(Data items)
= = =
PR #102, opened 2022-10-29
mci fsm

devAdhiraj:
Added transition logic for mci fsm


projects/mci/src/mci_fsm.c
```diff
@@ -0,0 +1,112 @@
...
+}
+
+void prv_mci_fsm_drive_input(Fsm *fsm, void *context) {
+  uint32_t notif;
+  notify_get(&notif);
+  if (notify_check_event(&notif, MCI_FSM_GOTO_OFF)) {
+    fsm_transition(fsm, MCI_FSM_STATE_OFF);
+  } else if (notify_check_event(&notif, MCI_FSM_GOTO_REVERSE)) {
+    if (s_storage.velocity == 0) {
+      fsm_transition(MCI_FSM_STATE_OFF, MCI_FSM_STATE_REVERSE);
```
ShiCheng-Lu, line 32: fsm_transition takes fsm as first argument. (how did this compile?)

projects/mci/src/mci_fsm.c
```diff
@@ -0,0 +1,112 @@
...
+    } else {
+      LOG_DEBUG("didn't go to reverse\n");
+    }
+  } else if (notify_check_event(&notif, MCI_FSM_GOTO_CRUISE)) {
+    if (s_storage.velocity <= CRUISE_MAX_SPEED && s_storage.velocity >= CRUISE_MIN_SPEED) {
+      fsm_transition(fsm, MCI_FSM_STATE_CRUISE);
+    } else {
+      LOG_DEBUG("didn't go to drive\n");
```
ShiCheng-Lu, line 40: should be didn't go to cruise, or you can log something like "cruise requirement not met, didn't transition"

mitchellostler:
Overall Adhiraj, it looks good. You've got the state transitions correctly and fsms set up right. But there's a few things I want to discuss, and @ShiCheng-Lu It would be good to have your input as well. 

I think we really should just be checking the CAN messages directly (in the input functions) instead of using notifications. It's one less thing to go wrong, and then we don't need to worry about having another task notify the fsm. 
We have the `drive_output` message from centre console, and we can parse the value == whichever transition we want to process. For now we can just set this to an internal enum. 
Screen Shot 2022-11-01 at 9 24 53 PM
We have the can message definitions for MCI already from firmware 14, and they're set up for autogen so we can use the getters and setters for the drive output message and it should compile.

Also, in MCI for firmware_xiv, there is a guarded transition from off to on/reverse which checks that we are in the power state of MCI precharge charged. Since we don't have support guarded transitions anymore, this needs to be manually checked in the parse input function for the off state. I'm ok to leave it out for now but we should at least have a TODO

libraries/codegen/templates/_getters.h.jinja
```diff
@@ -12,3 +12,4 @@
     g_rx_struct.{{message}}_{{signal}}
     {%- endfor -%}
 {% endfor -%}
+{{'\n'}}
```
devAdhiraj, line 15: @JarvisWeng I had to add this line here to get rid of an error with auto gen.

projects/motor_controller/src/main.c
```diff
@@ -0,0 +1,40 @@
...
+static CanStorage s_can_storage = { 0 };
+const CanSettings can_settings = {
+  .device_id = 0x1,
+  .bitrate = CAN_HW_BITRATE_500KBPS,
+  .tx = { GPIO_PORT_A, 12 },
+  .rx = { GPIO_PORT_A, 11 },
+  .loopback = true,
+};
+
+TASK(master_task, TASK_STACK_512) {
```
JarvisWeng, line 20: There's an autogenerated template for this. Should follow that kind of platform. Look up the how to generate a new project

projects/motor_controller/src/mci_fsm.c
```diff
@@ -0,0 +1,114 @@
...
+
+static void prv_mci_fsm_reverse_input(Fsm *fsm, void *context) {
+  DriveOutputEvent drive_event = get_drive_output();
+  if (drive_event == MCI_FSM_GOTO_OFF) {
+    fsm_transition(fsm, MCI_FSM_STATE_OFF);
+  } else if (drive_event == MCI_FSM_GOTO_DRIVE) {
+    if (s_storage.velocity == 0) {
+      fsm_transition(fsm, MCI_FSM_STATE_DRIVE);
+    } else {
+      LOG_DEBUG("drive requirement not met, didn't transition\n");
```
JarvisWeng, line 59: Do you not need to send CAN messages?

projects/power_select/inc/power_select_power_supply_task.h
```diff
@@ -0,0 +1,37 @@
+#pragma once
```
JarvisWeng, line 1: Why do you have `power_select` stuff in here? Did you `git merge`?

projects/motor_controller/src/main.c
mitchellostler: Will generating a new project overwrite this one?

mitchellostler: Will creating a new project overrwrite this one?

projects/motor_controller/src/mci_fsm.c
mitchellostler: I think this might be the next part of the project, but I would ask @ShiCheng-Lu . 
I'm thinking it would need to send an ack to centre and then store the state in some global storage for the motor controller task to access

projects/power_select/inc/power_select_power_supply_task.h
devAdhiraj: No, I tried to do git rebase main so I could get the new changes in this branch as they fixed some of the can autogen issues.

libraries/codegen/templates/_getters.h.jinja
```diff
@@ -11,4 +11,5 @@
 #define get_{{message}}_{{signal}}() \
     g_rx_struct.{{message}}_{{signal}}
     {%- endfor -%}
-{% endfor -%}
+{% endfor %}
```
devAdhiraj, line 14: Hey @JarvisWeng, I updated it to what you suggested and it seems to be working.

projects/motor_controller/src/main.c
devAdhiraj: Hey @JarvisWeng, I updated main.c to follow the auto generated template.

projects/motor_controller/src/mci_fsm.c
ShiCheng-Lu: thats another ticket

projects/motor_controller/src/main.c
JarvisWeng: Uh, i think it just appends it to the end of the file.
Oh, I meant the master task looks different

projects/power_select/inc/power_select_power_supply_task.h
JarvisWeng: Hm, I think you might have done it incorrectly then since you shouldn't be getting power select stuff then. Or you might have just shoved a the `power_select` commit in the middle of your branch.
If you have time, maybe you could move commits around so you don't need to have power select stuff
= = =
Show every line above in which the word "branch" occurs.

= OUTPUT =
devAdhiraj: No, I tried to do git rebase main so I could get the new changes in this branch as they fixed some of the can autogen issues.
JarvisWeng: Hm, I think you might have done it incorrectly then since you shouldn't be getting power select stuff then. Or you might have just shoved a the `power_select` commit in the middle of your branch.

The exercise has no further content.